PR #2294, opened 2021-07-02
Added support for vmSettings' ETag

narrieta:
Use the ETag of the vmSettings API; update extensions goal state only if the ETag changed.

### DIFF
--- a/azurelinuxagent/common/protocol/wire.py
+++ b/azurelinuxagent/common/protocol/wire.py
@@ -35,6 +35,7 @@ from azurelinuxagent.common.event import add_event, WALAEventOperation, report_e
 from azurelinuxagent.common.exception import ProtocolNotFoundError, \
     ResourceGoneError, ExtensionDownloadError, InvalidContainerError, ProtocolError, HttpError
 from azurelinuxagent.common.future import httpclient, bytebuffer, ustr
+from azurelinuxagent.common.protocol.extensions_goal_state import ExtensionsGoalState
 from azurelinuxagent.common.protocol.goal_state import GoalState, TRANSPORT_CERT_FILE_NAME, TRANSPORT_PRV_FILE_NAME
 from azurelinuxagent.common.protocol.hostplugin import HostPluginProtocol
 from azurelinuxagent.common.protocol.restapi import DataContract, ExtHandlerPackage, \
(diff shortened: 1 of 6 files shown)


narrieta:
@jscalev  FYI

azurelinuxagent/common/protocol/wire.py
```diff
@@ -666,7 +670,7 @@ def fetch_manifest(self, version_uris, timeout_in_minutes=5, timeout_in_ms=0):
                 logger.verbose('The specified manifest URL is empty, ignored.')
                 continue
 
-            direct_func = lambda: self.fetch(version.uri, max_retry=1)  # pylint: disable=W0640
+            direct_func = lambda: self.fetch(version.uri, max_retry=1)[0]  # pylint: disable=W0640
             # NOTE: the host_func may be called after refreshing the goal state, be careful about any goal state data
             # in the lambda.
             host_func = lambda: self.fetch_manifest_through_host(version.uri)  # pylint: disable=W0640
```
kevinclark19a, line 676: There is a pitfall here that might be a good idea to document. `direct_func` and `host_func` both reference `version.uri`, but `version` is a mutating variable declared in a loop. Thus, after the loop, all the lambdas will use the last `version.uri` in `version_uris_shuffled`. See [the pylint page](http://pylint.pycqa.org/en/stable/technical_reference/features.html) for more info (just `Ctrl+F` for `W0640`). I believe this isn't an issue right now because we only access these lambdas from inside the loop, but any future code that somehow tries to export a particular `direct_func`/`host_func` would run into a pretty hard to debug error. Might be worth a code comment.

azurelinuxagent/common/protocol/wire.py
```diff
@@ -829,6 +848,16 @@ def _set_host_plugin(self, new_host_plugin):
             logger.warn("Setting empty Host Plugin object!")
         self._host_plugin = new_host_plugin
 
+    def get_etag(self):
+        if self._extensions_goal_state is None:
+            return "0000000000"
```
kevinclark19a, line 853: The formatting choice here is a bit odd  to me. What's the reasoning for this number of `0`'s? 
Also, would `"0"` not work?

narrieta: Functionally, it doesn't release matter. The longer string is easier to stop in the debugger.

kevinclark19a (approved):
Left a single unresolved comment above about documenting a pitfall, but everything looks good to me, overall.

azurelinuxagent/common/protocol/wire.py
narrieta: We create a new closure in each iteration of the loop, so this is not an issue. I can add a comment explaining the suppression on a subsequent PR.

dhivyaganesan (approved):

REQUIRED WORK:
In the entries above, locate every line with the word "self" and copy it.

RESPONSE TO THE EXERCISE:
@@ -666,7 +670,7 @@ def fetch_manifest(self, version_uris, timeout_in_minutes=5, timeout_in_ms=0):
-            direct_func = lambda: self.fetch(version.uri, max_retry=1)  # pylint: disable=W0640
+            direct_func = lambda: self.fetch(version.uri, max_retry=1)[0]  # pylint: disable=W0640
             host_func = lambda: self.fetch_manifest_through_host(version.uri)  # pylint: disable=W0640
@@ -829,6 +848,16 @@ def _set_host_plugin(self, new_host_plugin):
         self._host_plugin = new_host_plugin
+    def get_etag(self):
+        if self._extensions_goal_state is None:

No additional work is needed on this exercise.